11 am, 1st Feb 2026, when every economist and so-called economist were glued to their tv screens waiting for the finance minister to deliver the Union Budget that would shake the stock market. But to everyone’s surprise, we received not groundbreaking norms but a simple guide that would set the benchmarks for future operations. 3 Kartavyas inspired the budget, each focusing on different elements of the economy.

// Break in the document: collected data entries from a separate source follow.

PR #449, opened 2017-01-08
Issue 430 containers

### LINKED ISSUE #430: Interpreting keys in a @set as @ids or triple objects (RDF)
I've come across this issue several times while trying to interpret raw JSON as JSON-LD and haven't found any practical solution to it.
### Case 1 (index key as `@id`)

Let's say I have a JSON structure like this (minus the context):

```
{
  "@context": {
    "ex": "http://example.org/",
    "properties": { "@id": "ex:properties", "@container": "@set" }
  },
  "properties": {
    "foo" : { },
    "bar" : { }
  }
}
```

In this structure, `foo` and `bar` are identifiers for the sub-objects. So I declare `"properties": { "@container": "@index" }` in my context. However, these IDs are also relevant in RDF and I'd like to keep them while deserializing to RDF. Here is the result I'd like to see (either as blank nodes or as relative URIs, depending on the application):

```
_:b0 ex:property _:foo
_:b0 ex:property _:bar
```

I believe I can't do that with the current JSON-LD specification.
### Case 2 (index key as triple object)

Similarly, I often need index keys to be turned into triple objects (often in a type statement). The [Vehicle Signal Specification](https://github.com/GENIVI/vehicle_signal_specification/) (VSS) is a good example. A VSS object is supposed to describe all available signals in a vehicle in a tree structure where branches are vehicle parts. Here is the first level of a typical VSS object:

```
{
  "children": {
    "Body": {},
    "ADAS": {},
    "Chassis": {}
  }
}
```

If I had a way to declare that each key should be the object of a type statement, I would then just have to deserialize the VSS object using a context like `"@context": { "@vocab": "http://genivi.org/ns/vss#" }` to get the following triples:

```
_:b0 vss:children [ a vss:Body ],
_:b0 vss:children [ a vss:ADAS ],
_:b0 vss:children [ a vss:Chassis ]
```
### Proposal

I believe solving this issue would only require a few declarations in the context (I haven't thought in details about the added complexity on the RDF deserialization algorithm, though).

In the first case, the simplest solution would be to allow `"@container": "@id"` (blank node IDs or IRIs? Needs to be defined). In the second case. allowing `"@container": "@type"` would do most of the job since, from my personal experience, this is the case I've encountered the most.

However, if on wants to allow arbitrary properties as predicate, one could allow any IRI in the container definition, like `"@container": "https://schema.org/productID"`. I know there are already a few issues associated to `@container` (at least #246 and #397) and integrating them all would make things pretty complex. But considering even the first case in JSON-LD 1.1 would be of great help!

gkellogg:
This PR adds support for id-maps and type-maps.
Fixes #430.

Note that I've added some simple change highlighting to make it easier to see changes since 1.0.

For the Syntax doc this includes _Node Identifier Indexing_ and _Node Type_ Indexing sections in addition to the grammar. For the API document, it includes minor changes to _Create Term Definition_, _IRI Compaction_, _Expansion Algorithm_, and _Compaction Algorithm_.

There are also 9 new tests, and one error test marked `json-ld-1.0` only.

### DIFF
--- a/spec/latest/common/terms.html
+++ b/spec/latest/common/terms.html
@@ -110,7 +110,14 @@
       <a>node object</a> or a <a>value object</a> in the input.</dd>
     <dt><dfn data-lt="graph names">graph name</dfn></dt><dd>
       The <a>IRI</a> identifying a <a>named graph</a>.</dd>
-    <dt><dfn data-lt="index maps">index map</dfn></dt><dd>
+    <dt class="changed"><dfn data-lt="id maps">id map</dfn></dt><dd class="changed">
+      An <a>id map</a> is a <a>JSON object</a> value of a <a>term</a> defined with
+      <code>@container</code> set to <code>@id</code>, who's keys are
+      interpreted as <a>IRIs</a> representing the <code>@id</code>
+      of the associated <a>node object</a>; value MUST be a <a>node object</a>.
+      If the value contains a property expanding to <code>@id</code>, it's value MUST
+      be equivalent to the referencing key.</dd>
+     <dt><dfn data-lt="index maps">index map</dfn></dt><dd>
       An <a>index map</a> is a <a>JSON object</a> value of a <a>term</a> defined with
       <code>@container</code> set to <code>@index</code>, who's values MUST be any of the following types:
         <a>string</a>,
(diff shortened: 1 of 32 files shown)


gkellogg:
Note that the formatted HTML versions listed above now are inclusive of changes from PR #451.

Today, we will talk about the first kartavya.

Objective

The first Kartavya was to accelerate and sustain economic growth and focused on six key areas:

Scaling up manufacturing in 7 strategic and frontier sectors.

Rejuvenating legacy industrial sectors.

Creating “Champion MSMEs”.

Delivering a powerful push to infrastructure.

Ensuring long-term energy security and stability.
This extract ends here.